One other strange factor was my sense of self. In first or second or third grade I was put into reading Group 2 at the beginning of the year. I'm guessing placement in that group was based on some sort of test scores. I remember thinking to myself (at age 6, 7,or 8): "I'm not group 2 material. I should be in Group 1, the top reading group." And then I proceeded to work real hard to prove to the teacher that I belonged in the top group. Within a week or so, I was moved to that group. Why did I think I was top-group material? Isn't that strange?

Along with this sense of myself, I was very competitive. I'm guessing that was partly a gift from my Dad and from my Grampa Coughlin--both very competitive athletes. This competitiveness helped me get into the top groups and helped me achieve top grades. It has been a theme through much of my life (occasionally to my detriment).

A couple of events probably shaped my life. When I was 2 going on 3, I was accidentally run over by my mother. The accident happened on Windermere Avenue in Willoughby. I had walked away from home to visit my Gramma and Grampa, who lived a block away on Hayes Avenue. My Mom didn't know where I was, and proceeded to back out our car to go looking for me. Unfortunately, as she was backing out, I was running up behind the car. I was seriously injured and had to be removed from under the car. I was taken by car to Huron Road Hospital in East Cleveland (a good 20 miles away), where they discovered a fractured skull, a concussion, and a broken collarbone, among other minor injuries. I was in the hospital for many days, a week I think. I remember vividly many details of this entire event. And I remember being so lonely in the hospital, without the presence of my Mom and Dad (at least at night). I remember them putting me in a crib-like bed, something I resented, thinking, "Here I am, almost 3 years old, and I'm put in something like a baby crib!" I remember that when I got out of the hospital, my Mom and Dad told me that I had turned 3 years old and that we were moving to a new house in Euclid, Ohio. Somehow, that accident and those days in the hospital shaped me.
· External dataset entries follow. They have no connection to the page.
PR #1579, opened 2024-11-10
ci: Install rgl from GitHub for Sanitizer runs

szhorvat:
Don't merge, this PR is just for testing https://github.com/dmurdoch/rgl/issues/439

### DIFF
--- a/.github/workflows/build-and-check.yml
+++ b/.github/workflows/build-and-check.yml
@@ -253,6 +253,7 @@ jobs:
           run: |
             set -e
             printenv
+            RDcsan -e 'pak::pak("dmurdoch/rgl@issue439")'
             cd rigraph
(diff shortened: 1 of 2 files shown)


.github/workflows/build-and-check.yml
```diff
@@ -253,6 +253,7 @@ jobs:
           run: |
             set -e
             printenv
+            RDcsan -e 'pak::pak("dmurdoch/rgl@issue439")'
```
krlmlr, line 256:
```suggestion
            # Memory leaks with rgl 1.3.12, https://github.com/dmurdoch/rgl/issues/439
            RDcsan -e 'pak::pak("dmurdoch/rgl")'
```

krlmlr (commented):
Thanks, looks good. I believe we can merge a variant of this.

Another important event that shaped my personality happened when I was 5-years-old and in Kindergarten. It must have been late winter or early spring of 1954 when I got an illness (measles, chicken pox, or influenza) that developed into pneumonia--very serious pneumonia. I remember going deaf at one point, and having severe vertigo where the room spun around. I had a terrible fever and remember Mom running frantically into the kitchen and putting me under the cold water to cool down the fever. As she turned on the water, spiders and snakes came out of the tap and I screamed. Then she rushed me to the bathroom tub, and did the same thing. Again, spiders and snakes came out of the faucet. The fever must have been very high to trigger hallucinations like that.

A doctor came to our house--this must have been the end of the era of home doctor visits. He prescribed a sulfa drug to treat my pneumonia, but it backfired, causing some sort of damage to my kidneys, as I ended up urinating blood. During this sickness I was stationed in my Mom and Dad's bed. I was totally (and temporarily, it turned out) deaf, had trouble breathing, and constantly coughed up thick mucus. I spent my day's between sleeping, looking at children's books (I couldn't read yet), and playing games with myself ("pick-up sticks" was a favorite). Something changed in me during that month-long sickness, something shaped my life-to-come. I was more interior, more reliant on my self and my imagination. I suffered through tremendous loneliness and isolation, and had survived. One day in early spring I saw my friends Brian Cox, Allen Lane, and Chucky Lintern playing in the yard. I was so sick that I couldn't go out and play with them. I felt a profound loneliness and even a sense of being deprived of life and vitality. I was determined that that would change. And it did.